What is required
Which lines of the listing below contain the word "Report"? Return them.

Extracted data
▼

PR #2520, opened 2026-04-20
DrivAerML: T_max=150 cosine schedule with Fourier (180-min budget)

tcapelle:
## Hypothesis
T_max=150 was the AirfRANS default that worked well (avoiding LR instability from T_max=20). For DrivAerML, T_max=30 won the 30-min sweep — but with 180 minutes (6x more time), T_max=150 may prove more stable and achieve better final convergence. Many cosine restarts from T_max=30 over 180 min could hurt final performance. This directly tests that question.

## Instructions
Run DrivAerML with T_max=150 using the best-known Fourier+no-EMA+AdamW configuration for 180 minutes:

```bash
cd target/icml2026 && python train.py \
  --dataset drivaerml --optimizer adamw --lr 5e-4 --cosine_t_max 150 \
  --no-use-ema --enable-fourier --epochs 999 --batch-size 1 \
  --drivaerml-train-surface-points 50000 --drivaerml-eval-surface-points 50000 \
  --max-train-batches 394 --max-eval-batches 200 \
  --wandb_group zoro-drivaerml-tmax150-longrun
```

Report:
- `val_primary/surface_rel_l2_pct` per epoch (our primary metric)
- Total epochs completed in 180-min budget
- Whether loss is still improving at cutoff

## Baseline
- **val_primary/surface_rel_l2_pct:** 51.35% (val) / 52.06% (test)
- **Best PR:** #2475 (Fourier + no-EMA, T_max=30, AdamW lr=5e-4, 2 epochs in 30-min budget)
- **W&B run:** 5ncrjm32
- **Reproduce:** `cd target/icml2026 && python train.py --dataset drivaerml --optimizer adamw --lr 5e-4 --cosine_t_max 30 --no-use-ema --enable-fourier --epochs 999 --batch-size 1 --drivaerml-train-surface-points 50000 --drivaerml-eval-surface-points 50000 --max-train-batches 394 --max-eval-batches 200`

PR #2533, opened 2026-04-20
DrivAerML: Fourier+no-EMA — warm-up + cosine LR schedule

tcapelle:
## Hypothesis
The current best DrivAerML result (51.35%) uses a pure cosine annealing schedule starting from lr=5e-4. Large models like our 3D CFD surrogate often benefit from a linear warm-up phase before cosine decay — this prevents early instability when gradients are large and noisy. With DrivAerML's 3D geometry and Fourier features, a 1-2 epoch warm-up followed by cosine decay may produce better early convergence and ultimately lower final error. We test this by using a lower initial LR that warms up to 5e-4, combined with a well-tuned cosine schedule.

## Instructions

Run two parallel jobs testing warm-up strategies:

**Run 1 — low initial LR warm-up (simulated via very low T_max start):**
Start with lr=1e-5 for the first few steps, then ramp to lr=5e-4. To approximate this, use a lower lr with shorter T_max to test stability:
```bash
  --dataset drivaerml \
  --optimizer adamw \
  --lr 5e-4 \
  --cosine_t_max 30 \
  --no-use-ema \
  --enable-fourier \
  --weight-decay 1e-4 \
  --epochs 999 \
  --batch-size 1 \
  --max-train-batches 394 \
  --max-eval-batches 200 \
  --wandb_group zoro-drivaerml-warmup &
```

**Run 2 — weight decay sweep (1e-3 vs default):**
```bash
  --dataset drivaerml \
  --optimizer adamw \
  --lr 5e-4 \
  --cosine_t_max 30 \
  --no-use-ema \
  --enable-fourier \
  --weight-decay 1e-3 \
  --epochs 999 \
  --batch-size 1 \
  --max-train-batches 394 \
  --max-eval-batches 200 \
  --wandb_group zoro-drivaerml-warmup
```

If `--weight-decay` is not a supported flag, try `--wd` instead, and if neither works, run a confirmatory baseline (same flags as PR #2475) on both GPUs to reproduce the 51.35% result from a clean run. Report `val_primary/surface_rel_l2_pct`, epochs completed, and W&B run IDs.

**Critical:** You must pass `--epochs 999` — the default is only 2 epochs due to a hardcoded bug in the training script.

## Baseline
- **Current best (val):** 51.35% (PR #2475, W&B run: 5ncrjm32)
- **Current best (test):** 52.06%


tcapelle:
Closing duplicate — student zoro already has active PR #2520 assigned. Please work on that PR instead.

▲

Result for this task
Report:
If `--weight-decay` is not a supported flag, try `--wd` instead, and if neither works, run a confirmatory baseline (same flags as PR #2475) on both GPUs to reproduce the 51.35% result from a clean run. Report `val_primary/surface_rel_l2_pct`, epochs completed, and W&B run IDs.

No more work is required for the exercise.